DeepFactors combines photometric, re-projection, and depth factors on CodeSLAM, but does not consider each factor's reliability. DROID-SLAM optimizes camera pose and depth iteratively by minimizing re-projection residual through a dense bundle adjustment optimizer. Methods mentioned above utilize only visual factors. Including an additional inertial measurement unit (IMU) enhances the robustness of visual SLAM methods, particularly during rapid movements. Some direct regression-based deep-learning SLAM methods have attempted to incorporate IMU factors like VINet and DeepVIO.

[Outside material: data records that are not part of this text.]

PR #13012, opened 2025-08-12
feat(tasks): track allocations for semantic

camchenry:
Now that we've tested the allocation tracking for parsing for a while and it has been fairly stable, I'd like to start tracking allocations for Semantic as well. Tracking the arena allocations for semantic is non-trivial unfortunately due to the usage of the allocator internally. Once we can supply an allocator to `SemanticBuilder` it will be easy to start tracking allocations.

### DIFF
--- a/tasks/track_memory_allocations/src/lib.rs
+++ b/tasks/track_memory_allocations/src/lib.rs
@@ -11,7 +11,8 @@ use mimalloc_safe::MiMalloc;
 
 use oxc_allocator::Allocator;
 use oxc_parser::{ParseOptions, Parser};
-use oxc_tasks_common::{TestFiles, project_root};
+use oxc_semantic::SemanticBuilder;
+use oxc_tasks_common::{TestFile, TestFiles, project_root};
 
 use std::alloc::{GlobalAlloc, Layout};
 use std::sync::atomic::{AtomicUsize, Ordering::SeqCst};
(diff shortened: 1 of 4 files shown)


camchenry:
* **#13090** <a href="https://app.graphite.dev/github/pr/oxc-project/oxc/13090?utm_source=stack-comment-icon" target="_blank">Graphite</a>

How to effectively fuse different visual factors and IMU factors into an end-to-end deep network remains an open question for the research community. We propose a novel optimization-based deep SLAM method called Dual Visual Inertial SLAM network (DVI-SLAM), which infers camera pose and dense depth by dynamically fusing multiple factors with an end-to-end trainable differentiable structure. DVI-SLAM includes feature-metric and re-projection factors, providing complementary cues to explore visual information. It can also extend to effectively include the IMU factor or other factors. Its key design is a dynamic multi-factor fusion that learns confidence maps to adjust relative strengths among different factors for each iteration in the optimization process.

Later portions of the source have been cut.